Required work: Nothing but the lines from the one that contains "It's too late" to the end of the records should be printed, both ends included, exactly as given.

Available data:
PR #204, opened 2023-05-14
Case light off when printing  at define layer + command to turn On/Off case light

Benoitone:
This PR adds an option allowing:
- add gcode:
to turn on `SET_CASELIGHT_LED_ON` and turn off: `SET_CASELIGHT_LED_OFF` the case light of the frame.
- And also the possibility during printing to turn off the caselight from a certain layer (X); by default set to layer 2
To be done you need to add the following commands in the before layer change gcode of the slicer (SuperSlicer exemple):
`SET_PRINT_STATS_INFO CURRENT_LAYER={layer_num}
_STOP_CASELIGHT_LAYER_CHANGE LAYER=X`
where X is the value of the layer.

### DIFF
--- a/config/hardware/lights/fcob_white.cfg
+++ b/config/hardware/lights/fcob_white.cfg
@@ -1,6 +1,7 @@
 # White lights using 24V (example: white fcob)
 [gcode_macro _USER_VARIABLES]
 variable_light_enabled: True
+variable_caselight_off_layer_enabled = True
 variable_light_pin_name: "caselight"
 gcode:
 
--- a/config/hardware/lights/fcob_white.cfg
+++ b/config/hardware/lights/fcob_white.cfg
@@ -7,6 +7,7 @@ gcode:
 
 # Also include directly the white lights control macros from here
 [include ../../../macros/hardware_functions/caselights.cfg]
+[include ../../../macros/miscs/framelight.cfg]
 
 
 [output_pin caselight]
--- a/config/hardware/lights/fcob_white.cfg
+++ b/config/hardware/lights/fcob_white.cfg
@@ -1,7 +1,6 @@
 # White lights using 24V (example: white fcob)
 [gcode_macro _USER_VARIABLES]
 variable_light_enabled: True
-variable_caselight_off_layer_enabled = True
 variable_light_pin_name: "caselight"
 gcode:
 
--- a/config/hardware/lights/neopixel_caselight.cfg
+++ b/config/hardware/lights/neopixel_caselight.cfg
@@ -1,6 +1,7 @@
 # Neopixel leds used as general printer lights
 [gcode_macro _USER_VARIABLES]
 variable_status_leds_caselight_enabled = True
+variable_caselight_off_layer_enabled = True
 variable_status_leds_caselight_led_name: "caselight"
 gcode:
 
--- a/config/hardware/lights/neopixel_caselight.cfg
+++ b/config/hardware/lights/neopixel_caselight.cfg
@@ -7,6 +7,7 @@ gcode:
 
 # Also include directly the leds control macros from here 
 [include ../../../macros/hardware_functions/status_leds.cfg]
+[include ../../../macros/miscs/framelight.cfg]
 
 
 [neopixel caselight]
--- a/config/hardware/lights/neopixel_caselight.cfg
+++ b/config/hardware/lights/neopixel_caselight.cfg
@@ -1,7 +1,6 @@
 # Neopixel leds used as general printer lights
 [gcode_macro _USER_VARIABLES]
 variable_status_leds_caselight_enabled = True
-variable_caselight_off_layer_enabled = True
 variable_status_leds_caselight_led_name: "caselight"
 gcode:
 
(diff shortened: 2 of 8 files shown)


Surion79:
what is the exact use case for this? Does this overwrite timelapse settings from slicer?

Benoitone:
> what is the exact use case for this? Does this overwrite timelapse settings from slicer?
> 
> Would really love to have some sort of description within a PR what the function does and what it is for (use case)

It's too late to make a correct description :(
I have a problem: I can't get the values ​​of the current layer without going through a `SET_PRINT_STATS_INFO CURRENT_LAYER={layer_num}` in the Superslicer.
`{% set cur_layers = printer.print_stats.info.current_layer|int %}` still returns none when printing.
**can someone help me to retrieve this value directly?**

Surion79:
> can someone help me to retrieve this value directly?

Task response:
It's too late to make a correct description :(
I have a problem: I can't get the values ​​of the current layer without going through a `SET_PRINT_STATS_INFO CURRENT_LAYER={layer_num}` in the Superslicer.
`{% set cur_layers = printer.print_stats.info.current_layer|int %}` still returns none when printing.
**can someone help me to retrieve this value directly?**

Surion79:
> can someone help me to retrieve this value directly?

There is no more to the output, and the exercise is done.